PR #4828, opened 2024-09-02
Return floating_preview window id

idbrii:
Make `ale#floating_preview#Show` more similar to `popup_create` and return the id of the window so it's easy to set the filetype of the resulting buffer.

This doesn't affect any other ale code. It just makes it easier to use ALE's library function in my vim config.


hsanson (approved):
LGTM

Issue #5037, opened 2025-08-31
A ale lsp startup bug.or just my bad?


shigma1379:
## Information

**VIM version**

NVIM v0.11.3                                                                                                            
Build type: Release   

Operating System: Win10 22H2 

## What went wrong

days ago ,When I edit c or cpp file in a git project.A error display below : "Client clangd:C:\Users\shigma quit with exit code 1 and signal 0. Check log for errors: C:/Users/shigma/AppData/Local/nvim-data/lsp.log "
Then I set the log level and checked lsp.log, this what I got (The last line translated):
<details>
  <summary>lsp.log</summary>
"[START][2025-08-31 01:22:13] LSP logging initiated
[INFO][2025-08-31 01:22:13] .../vim/lsp/rpc.lua:658	"Starting RPC client"	{ cmd = { "cmd", "/s/c/", "clangd" }, extra = {} }
[...]

PR #5043, opened 2025-09-04
fix issue 5037. "/s/c/" to "/s/c"

shigma1379:
a bug on windows.
link: https://github.com/dense-analysis/ale/issues/5037


hsanson (approved):
Cannot test this but looks simple enough and I assume author tested it.

PR #5045, opened 2025-09-09
Add pymarkdown fixer

AdrianVollmer:


rymdbar:
I suggest this to be merged.

According to pymarkdown's [docs][], using tabs is one failure which this tool is capable to act as a fixer for.

[docs]: https://pymarkdown.readthedocs.io/en/latest/user-guide/#fix-mode-failure-correction

Thus preparing a file can be done with:

```sh
printf '%s\n\n\t%s\n' '# Heading' 'Indented by tab' > PR5045.md
```

Configuring ale for this PR and using the fixer sure converts the tab to spaces.

The documentation updates makes sense and there are added test cases which seem reasonable at the glance I gave. All looks good to me.

PR #5050, opened 2025-09-25
Adding --no-color flag to stylelint args

stevematney:
At least some editors don't work on linting because of colors in the `stylelint` output. This should resolve that.

### DIFF
--- a/ale_linters/css/stylelint.vim
+++ b/ale_linters/css/stylelint.vim
@@ -6,7 +6,7 @@ call ale#Set('css_stylelint_use_global', get(g:, 'ale_use_global_executables', 0
 
 function! ale_linters#css#stylelint#GetCommand(buffer) abort
     return '%e ' . ale#Pad(ale#Var(a:buffer, 'css_stylelint_options'))
-    \   . '--no-color --stdin-filename %s'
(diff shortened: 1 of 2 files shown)


rymdbar:
Its always great to see bugfix pull-requests!

However, tools should not require such flags when operating on stdin/stdout. That really ought to be a channel without CSI commands. Where is the bug report towards stylelint? Could you please report and attempt getting the problem fixed at the source first, before allowing their issue to cascade into unrelated pieces of software?

In case the stylelint team are unable or unwilling to fix their issue, I guess  one could probably add this workaround to ale. Before doing so, one must consider that this fixer integration presumably once worked and that backwards compability is a goal here. If flags are added in later versions, the [`ale#semver#RunWithVersionCheck`][semver] helper method is typically used to keep setups working for users who might be stuck on older versions.

[semver]: https://github.com/dense-analysis/ale/blob/4217461/autoload/ale/semver.vim#L37

A quick look shows that `--no-color` became documented in https://github.com/stylelint/stylelint/issues/1479, but really belongs to some chalk dependency. How that stuff works requires a bit of effort to figure out though, as the [cheeseshop][] 404:s.

[cheeseshop]: https://pypi.org/project/chalk/

PR #5051, opened 2025-10-03
biome: use --stdin-file-path for fixer

apeschar:
This PR changes the Biome fixer to use stdin with --stdin-file-path instead of a temporary file.

By using --stdin-file-path instead of a temporary file, Biome knows where the file is and applies the inclusion/exclusion rules from the configuration file appropriately.

The tests have been updated and all tests pass.

### DIFF
--- a/autoload/ale/fixers/biome.vim
+++ b/autoload/ale/fixers/biome.vim
@@ -1,12 +1,11 @@
 function! ale#fixers#biome#Fix(buffer) abort
     let l:executable = ale#handlers#biome#GetExecutable(a:buffer)
     let l:options = ale#Var(a:buffer, 'biome_options')
-    let l:apply = ale#Var(a:buffer, 'biome_fixer_apply_unsafe') ? '--write --unsafe' : '--write'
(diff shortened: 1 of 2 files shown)


hsanson:
This looks like a breaking change. What this --stdin-file-path flag added recently to biome? if so would be better to check the tool version and add this flag only if supported.

apeschar:
I don't think it is a breaking change. Both the `--write` and `--stdin-file-path` flags were added in the same version 1.8.0, so this change should be compatible with every version of Biome that ALE currently works with (ie, 1.8.0 and up).

~~~
dev % ./node_modules/.bin/biome --version
Version: 1.7.3

dev % ./node_modules/.bin/biome check --write --stdin-file-path test.js <<<"hey"
Error: --write is not expected in this context
dev % ./node_modules/.bin/biome check --write test.js
Error: --write is not expected in this context
~~~

~~~
dev % ./node_modules/.bin/biome --version
Version: 1.8.0

dev % ./node_modules/.bin/biome check --write --stdin-file-path test.js <<<"hey"
hey;
dev % ./node_modules/.bin/biome check --write test.js
Checked 1 file in 874µs. No fixes needed.
~~~

hsanson (approved):
Thanks.

PR #5053, opened 2025-10-07
fix phpstan: use configured level 0

### LINKED ISSUE #3139: phpstan is called with "-l 4" instead of 0 in certain situations
## Information

**VIM version**
NVIM v0.5.0-dev
Build type: RelWithDebInfo

Operating System: Linux, Ubuntu 18.04.4 LTS

## What went wrong

Ale always runs PHPStan with `-l 4` (level 4 of strictness) if `php_phpstan_level =0` and there's no `phpstan.neon` file.

## Reproducing the bug

1. Create PHP project without `phpstan.neon` file or with configuration in `phpstan.neon.dist` 
2. add `let g:ale_php_phpstan_level = 0` in your `~/.vimrc`
3. run ALE and check ALEInfo

The issue is caused by [these phpstan.vim lines](https://github.com/dense-analysis/ale/blob/master/ale_linters/php/phpstan.vim#L22):
```vim
let l:config_file_exists = ale#path#FindNearestFile(a:buffer, 'phpstan.neon')

if empty(l:level) && empty(l:config_file_exists)
    " if no configuration file is found, then use 4 as a default level
    let l:level = '4'
endif
```

If `l:level` is set to `0` above code `empty(l:level)` evaluates to `true`. If `l:config_file_exists` is empty as well the level value is always being set to `4`.

I know nothing about vimscript but my guess is `FindNearestFile` should be only called if there's no explicit configuration path in `g:ale_php_phpstan_configuration` or that file doesn't exist (maybe), and when it's called it should look for both `phpstan.neon` and `phpstan.neon.dist`. Also there should be specific check for `l:level == 0` because the result of `empty(0)` gives false positive.

### :ALEInfo
```
(finished - exit code 1) ['/bin/bash', '-c', '''bin/phpstan'' analyze --no-progress --error-format raw -c ''phpstan.neon.dist'' -l ''4'' ''/home/cg/Projects/mailservice/src/MailService/MailShipment/Domain/Event/ShipmentWasCreated.php'' < '
'/tmp/nvimczCUv3/5/ShipmentWasCreated.php''']
<<<OUTPUT STARTS>>>
/home/cg/Projects/mailservice/src/MailService/MailShipment/Domain/Event/ShipmentWasCreated.php:14:Method MailService\MailShipment\Domain\Event\ShipmentWasCreated::new() should return MailService\MailShipment\Domain\Event\ShipmentWasCreated
 but returns CG\EventSourcing\AggregateEvent.
<<<OUTPUT ENDS>>>
```

biinari:
Fixes #3139

Use `g:ale_php_phpstan_level` for `phpstan` `-l` (`--level`) command argument if it is configured to `0` (as a number rather than string).

`0` (number) is considered to be empty, but `'0'` (string) is not.

### DIFF
--- a/ale_linters/php/phpstan.vim
+++ b/ale_linters/php/phpstan.vim
@@ -27,6 +27,10 @@ function! ale_linters#php#phpstan#GetCommand(buffer, version) abort
 
     let l:level =  ale#Var(a:buffer, 'php_phpstan_level')
 
+    if type(l:level) is v:t_number
+        let l:level = string(l:level)
+    endif
+
     if empty(l:level) && empty(ale_linters#php#phpstan#FindConfigFile(a:buffer))
         " if no configuration file is found, then use 4 as a default level
         let l:level = '4'
--- a/test/linter/test_phpstan.vader
+++ b/test/linter/test_phpstan.vader
@@ -59,6 +59,13 @@ Execute(project with level set to 3):
   AssertLinter 'phpstan',
   \ ale#Escape('phpstan') . ' analyze --no-progress --errorFormat json -l ' . ale#Escape('3') . ' %s'
 
+Execute(project with level set to 0):
+  call ale#test#SetFilename('phpstan-test-files/foo/test.php')
+  let g:ale_php_phpstan_level = 0
+
+  AssertLinter 'phpstan',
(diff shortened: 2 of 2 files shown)


hsanson (approved):

biinari:
Thanks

++++++++++++++++++++

TASK TO CARRY OUT
Return, with no change at all, every line in the entries above from the line containing "let l:options = ale#Var(a:buffer, 'biome_options')" through the line containing "Version: 1.8.0".

FINISHED TASK
     let l:options = ale#Var(a:buffer, 'biome_options')
-    let l:apply = ale#Var(a:buffer, 'biome_fixer_apply_unsafe') ? '--write --unsafe' : '--write'
(diff shortened: 1 of 2 files shown)


hsanson:
This looks like a breaking change. What this --stdin-file-path flag added recently to biome? if so would be better to check the tool version and add this flag only if supported.

apeschar:
I don't think it is a breaking change. Both the `--write` and `--stdin-file-path` flags were added in the same version 1.8.0, so this change should be compatible with every version of Biome that ALE currently works with (ie, 1.8.0 and up).

~~~
dev % ./node_modules/.bin/biome --version
Version: 1.7.3

dev % ./node_modules/.bin/biome check --write --stdin-file-path test.js <<<"hey"
Error: --write is not expected in this context
dev % ./node_modules/.bin/biome check --write test.js
Error: --write is not expected in this context
~~~

~~~
dev % ./node_modules/.bin/biome --version
Version: 1.8.0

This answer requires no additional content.